Entering Data into the Database

After deciding on a format for the database, I decided that I wanted to have a working knowledge of each of the files in the Project Gutenberg section of the CD InfoBase. Hence, I didn't "copy and paste" from a computer generated list of files. Instead I chose to enter all information into the database the old fashioned way: type it in word for word and character by character.

I realized that this would be a lot of typing; but one of our latest Palmtop products, an external keyboard, proved to be most helpful. (see www.PalmtopPaper.com/cart/shop/kbd.htm). Let it be known that the keyboard is a great way to solve the typing problems on the 200LX. It sure made my job a lot easier and as a touch typist it was easy to adapt to the size and spacing of the keys.
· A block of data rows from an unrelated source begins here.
PR #323, opened 2023-02-27
Adding `relative_position`

DasLixou:
* Adding `relative_position` for `EventContext` returning `RelativeResult`
* Adding `bounds` helper for `EventContext`

### DIFF
--- a/crates/vizia_core/src/context/event.rs
+++ b/crates/vizia_core/src/context/event.rs
@@ -27,6 +27,17 @@ pub enum RelativeResult {
     Outside((f32, f32)),
 }
 
+impl RelativeResult {
+    /// Returns the `x` and `y` coordinates. May be negative when unwrapping [`RelativeResult::Outside`]
+    #[inline]
+    pub fn unwrap(self) -> (f32, f32) {
+        match self {
+            Self::Inside((x, y)) => (x, y),
+            Self::Outside((x, y)) => (x, y),
+        }
+    }
+}
+
 pub struct EventContext<'a> {
     pub(crate) current: Entity,
     pub(crate) captured: &'a mut Entity,
--- a/crates/vizia_core/src/context/event.rs
+++ b/crates/vizia_core/src/context/event.rs
@@ -5,7 +5,7 @@ use std::error::Error;
 
 use fnv::FnvHashMap;
 
-use crate::cache::CachedData;
+use crate::cache::{BoundingBox, CachedData};
 use crate::events::ViewHandler;
 use crate::prelude::*;
 use crate::resource::ResourceManager;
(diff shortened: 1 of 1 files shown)


DasLixou:
I am kinda unsure about the Inside / Outside thing because you will mostly use this with mouse events and they are as far as I know only sent if its "inside" the view, aren't they?

geom3trik:
> I am kinda unsure about the Inside / Outside thing because you will mostly use this with mouse events and they are as far as I know only sent if its "inside" the view, aren't they?

Mouse events can be sent to the view when outside of its bounds if the view has captured mouse events. This is typically done when a view is draggable so that the `MouseUp` event is still received if the mouse leaves the view while dragging.

DasLixou:
> > I am kinda unsure about the Inside / Outside thing because you will mostly use this with mouse events and they are as far as I know only sent if its "inside" the view, aren't they?
> 
> Mouse events can be sent to the view when outside of its bounds if the view has captured mouse events. This is typically done when a view is draggable so that the `MouseUp` event is still received if the mouse leaves the view while dragging.

Thats my thought. So what do you say is better? Leave it as it is or make it just directly return a `(f32, f32)`. But you can now just do `relative_position(x, y).unwrap()` anyways so i think it wouldn't be bad to have that extra thing, right?

geom3trik:
> Thats my thought. So what do you say is better? Leave it as it is or make it just directly return a (f32, f32). But you can now just do relative_position(x, y).unwrap() anyways so I think it wouldn't be bad to have that extra thing, right?

I like how you had it with the enum. But it depends on how we expect this to be used. Essentially we're encoding 2 pieces of information into one here, the relative position and also whether it's inside/outside. Does it become inconvenient if all you need is one or the other? Another potential solution is to have a separate method for checking if the relative position is inside the bounds of the view. I think `BoundingBox` may already have this method. Let's see if anyone else has any opinions on this.

DasLixou:
yeah but boundingbox can only check for containing other boundingboxes. and this seems pretty clean to me (here are my two usages):
```rust
WindowEvent::MouseDown(_) => {
    if let RelativeResult::Inside((rel_x, rel_y)) =
        cx.relative_position(cx.mouse.cursorx, cx.mouse.cursory)
    {
        // implementation
    }
}

WindowEvent::MouseMove(x, y) => {
    let (rel_x, rel_y) = cx.relative_position(*x, *y).unwrap();
    // implementation
}
```

DasLixou:
But for .unwrap() I force the user to a for them maybe unused isInside check

geom3trik:
I think for this we could rename it to something like `cursor_pos_relative()`, and rather than passing an `x` and `y` to the function instead just return the relative position for the mouse cursor. Because I imagine this is the primary use-case for this. Also I'm not a fan of `unwrap` here, could we come up with a different name?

After hours and hours of data entry I finally had all the information entered into my database. Now the editing and proofing started. This involved comparing the file name entries in the database to the file names listed on the CD. I had made some mistakes in my data entry work and was able to correct those. But the major problem I found was there were file names listed in the database that were not on the CD. For some unknown reason they either did not get downloaded from the Project Gutenberg Web site or were overlooked when files were copied to the CD. In any case I went through the database one by one checking each file against those actually found the CD. Rather than delete them from the database (so the database and CD files would correspond) I changed the Directory name of those not found on the CD. (Those not on the CD were labeled in the Directory field with the year they were translated by Project Gutenberg and the number assigned to the work; i.e., 99-1774.) Now when I looked up a Title and saw that Directory name I knew I wouldn't find it on the CD but would have to go to the PG Web site to read that document.

Another thing that may be unique to my database is how I listed the titles of each of the documents. First, I took out any "A", "An", and "The" from the beginning of a title name. Second, when I found documents that I felt should be grouped together I would write the title in such a way that they would be listed one after the other when sorted by the first name of the title. For example, to keep all the Tarzan books together I had to list the titles "Tarzan, Return of" and "Tarzan, The Untamed" to keep them together with the main title "Tarzan of the Apes." Another example is the numerous inaugural addresses of our various presidents. Instead of using their names first I started each title with "Inaugural Address," and then appended their name.

The great thing about a custom database is that anyone and everyone can modify it to his or her own liking. So now that the basic information is all organized, you can take this database and change it to your liking. For example, Ed Keefe added four more fields to his version of the database: one check box for documents he'd Read and one for Missing documents along with two date fields (Start and End) to indicate when he'd started and finished reading a document. He also included a couple of subsets, Author and File Name. Each of these subsets contained all the records in the database but they displayed the list of records sorted by Author and by File Name. This strategy let him return to the default view of the database with the click of a few buttons rather than the laborious process of resorting the records in a spreadsheet.

There is no reason you can't take my database and customize it to your needs.